• Exercise instructions
Copy out the entries exactly. Print them in full.

• Data extracts
PR #985, opened 2017-08-15
#984: Add Opt-Out action UI

### LINKED ISSUE #984: Opt-out study UI

andymikulski:
Fixes #984 

- Adds `opt-out-study` action UI
- Adds `SwitchBox` form component (basically Ant's `Switch` with a label wrapper)

screen shot 2017-08-15 at 10 05 13 am

### DIFF
--- a/recipe-server/client/control_new/components/recipes/OptOutStudyFields.js
+++ b/recipe-server/client/control_new/components/recipes/OptOutStudyFields.js
@@ -1,0 +1,88 @@
+import { Col, Row, Input, Select } from 'antd';
+import { Map, List } from 'immutable';
+import PropTypes from 'prop-types';
+import React from 'react';
+import { connect } from 'react-redux';
+
+import SwitchBox from 'control_new/components/forms/SwitchBox';
+import FormItem from 'control_new/components/forms/FormItem';
+import { connectFormProps } from 'control_new/utils/forms';
+
+import { getExtensionListing } from 'control_new/state/app/extensions/selectors';
+
+@connectFormProps
+@connect(
+  state => ({
+    extensions: getExtensionListing(state),
+  }),
+)
+export default class OptOutStudyFields extends React.Component {
+  static propTypes = {
+    disabled: PropTypes.bool,
+    extensions: PropTypes.instanceOf(List).isRequired,
+    recipeArguments: PropTypes.instanceOf(Map).isRequired,
+  };
+
+  static defaultProps = {
+    disabled: false,
+    extensions: new List(),
+    recipeArguments: new Map(),
+  };
+
+  render() {
+    const {
+      recipeArguments,
+      disabled,
+    } = this.props;
+    return (
+      <Row>
+        <p className="action-info">Enroll the user in a study which they can remove themselves from.</p>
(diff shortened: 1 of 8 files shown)


recipe-server/client/control_new/components/recipes/OptOutStudyFields.js
```diff
@@ -0,0 +1,88 @@
...
+            </FormItem>
+
+            <FormItem
+              label="Prevent New Enrollment"
+              name="arguments.isEnrollmentPaused"
+              initialValue={recipeArguments.get('isEnrollmentPaused', false)}
+            >
+              <SwitchBox>
+                Prevents new users from joining this study&nbsp;cohort. <br /> Existing
+                users will remain in&nbsp;the&nbsp;study.
```
mythmon: What's up with the `&nbsp;`s here? Would it be better to put these two items in `<p>` tags?

andymikulski: They're non-breaking spaces, to prevent widows:

```
Long text long text existing users will remain in the
study.
```
Here, I'm ensuring that `cohort`/`study` don't become widows. Technically, this could be accomplished via CSS, but I've never gotten the `widows`/`orphans` properties to work correctly.

mythmon: Huh, I've never seen that before. That's a good idea.

recipe-server/client/control_new/tests/components/recipes/test_SwitchBox.js
```diff
@@ -0,0 +1,18 @@
...
+  const props = {
+    children: null,
+    onChange: () => {},
+    value: null,
+  };
+
+  it('should work', () => {
+    const wrapper = () => shallow(<SwitchBox {...props} />);
+
+    expect(wrapper).not.toThrow();
```
mythmon: We could probably write a more in depth version of this test. Maybe checking that clicking acts as expected, and that the children get rendered?

andymikulski:
@mythmon I've added tests for the `SwitchBox` component, however I'm having trouble doing much more than `shallow` testing the `OptOutStudyFields` component. It seems there's an issue with `connectFormProps` not exposing the `WrappedComponent` we use for testing `connect`ed components. I reckon @Osmose can shed more light on this, but I'm thinking that in-depth form tests may have to be its own PR all together.

recipe-server/client/control_new/tests/components/recipes/test_SwitchBox.js
```diff
@@ -10,9 +11,46 @@ describe('<SwitchBox>', () => {
...
+  });
+
+  describe('the label', () => {
+    it('should not render if there is no label', () => {
+      const wrapper = factory();
+      expect(wrapper.find('.label').length).toBe(0);
+    });
+
+    it('should render the passed in children', () => {
+      const label = 'Root beer\'s flavor comes from sassafras and/or sarsaparilla!';
```
mythmon: Nit: I'm pretty sure that in  this case the linter will let you use double quotes to avoid the `\'` escape. This doesn't need to block this PR though.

• Task response
PR #985, opened 2017-08-15
#984: Add Opt-Out action UI

### LINKED ISSUE #984: Opt-out study UI

andymikulski:
Fixes #984 

- Adds `opt-out-study` action UI
- Adds `SwitchBox` form component (basically Ant's `Switch` with a label wrapper)

screen shot 2017-08-15 at 10 05 13 am

### DIFF
--- a/recipe-server/client/control_new/components/recipes/OptOutStudyFields.js
+++ b/recipe-server/client/control_new/components/recipes/OptOutStudyFields.js
@@ -1,0 +1,88 @@
+import { Col, Row, Input, Select } from 'antd';
+import { Map, List } from 'immutable';
+import PropTypes from 'prop-types';
+import React from 'react';
+import { connect } from 'react-redux';
+
+import SwitchBox from 'control_new/components/forms/SwitchBox';
+import FormItem from 'control_new/components/forms/FormItem';
+import { connectFormProps } from 'control_new/utils/forms';
+
+import { getExtensionListing } from 'control_new/state/app/extensions/selectors';
+
+@connectFormProps
+@connect(
+  state => ({
+    extensions: getExtensionListing(state),
+  }),
+)
+export default class OptOutStudyFields extends React.Component {
+  static propTypes = {
+    disabled: PropTypes.bool,
+    extensions: PropTypes.instanceOf(List).isRequired,
+    recipeArguments: PropTypes.instanceOf(Map).isRequired,
+  };
+
+  static defaultProps = {
+    disabled: false,
+    extensions: new List(),
+    recipeArguments: new Map(),
+  };
+
+  render() {
+    const {
+      recipeArguments,
+      disabled,
+    } = this.props;
+    return (
+      <Row>
+        <p className="action-info">Enroll the user in a study which they can remove themselves from.</p>
(diff shortened: 1 of 8 files shown)


recipe-server/client/control_new/components/recipes/OptOutStudyFields.js
```diff
@@ -0,0 +1,88 @@
...
+            </FormItem>
+
+            <FormItem
+              label="Prevent New Enrollment"
+              name="arguments.isEnrollmentPaused"
+              initialValue={recipeArguments.get('isEnrollmentPaused', false)}
+            >
+              <SwitchBox>
+                Prevents new users from joining this study&nbsp;cohort. <br /> Existing
+                users will remain in&nbsp;the&nbsp;study.
```
mythmon: What's up with the `&nbsp;`s here? Would it be better to put these two items in `<p>` tags?

andymikulski: They're non-breaking spaces, to prevent widows:

```
Long text long text existing users will remain in the
study.
```
Here, I'm ensuring that `cohort`/`study` don't become widows. Technically, this could be accomplished via CSS, but I've never gotten the `widows`/`orphans` properties to work correctly.

mythmon: Huh, I've never seen that before. That's a good idea.

recipe-server/client/control_new/tests/components/recipes/test_SwitchBox.js
```diff
@@ -0,0 +1,18 @@
...
+  const props = {
+    children: null,
+    onChange: () => {},
+    value: null,
+  };
+
+  it('should work', () => {
+    const wrapper = () => shallow(<SwitchBox {...props} />);
+
+    expect(wrapper).not.toThrow();
```
mythmon: We could probably write a more in depth version of this test. Maybe checking that clicking acts as expected, and that the children get rendered?

andymikulski:
@mythmon I've added tests for the `SwitchBox` component, however I'm having trouble doing much more than `shallow` testing the `OptOutStudyFields` component. It seems there's an issue with `connectFormProps` not exposing the `WrappedComponent` we use for testing `connect`ed components. I reckon @Osmose can shed more light on this, but I'm thinking that in-depth form tests may have to be its own PR all together.

recipe-server/client/control_new/tests/components/recipes/test_SwitchBox.js
```diff
@@ -10,9 +11,46 @@ describe('<SwitchBox>', () => {
...
+  });
+
+  describe('the label', () => {
+    it('should not render if there is no label', () => {
+      const wrapper = factory();
+      expect(wrapper.find('.label').length).toBe(0);
+    });
+
+    it('should render the passed in children', () => {
+      const label = 'Root beer\'s flavor comes from sassafras and/or sarsaparilla!';
```
mythmon: Nit: I'm pretty sure that in  this case the linter will let you use double quotes to avoid the `\'` escape. This doesn't need to block this PR though.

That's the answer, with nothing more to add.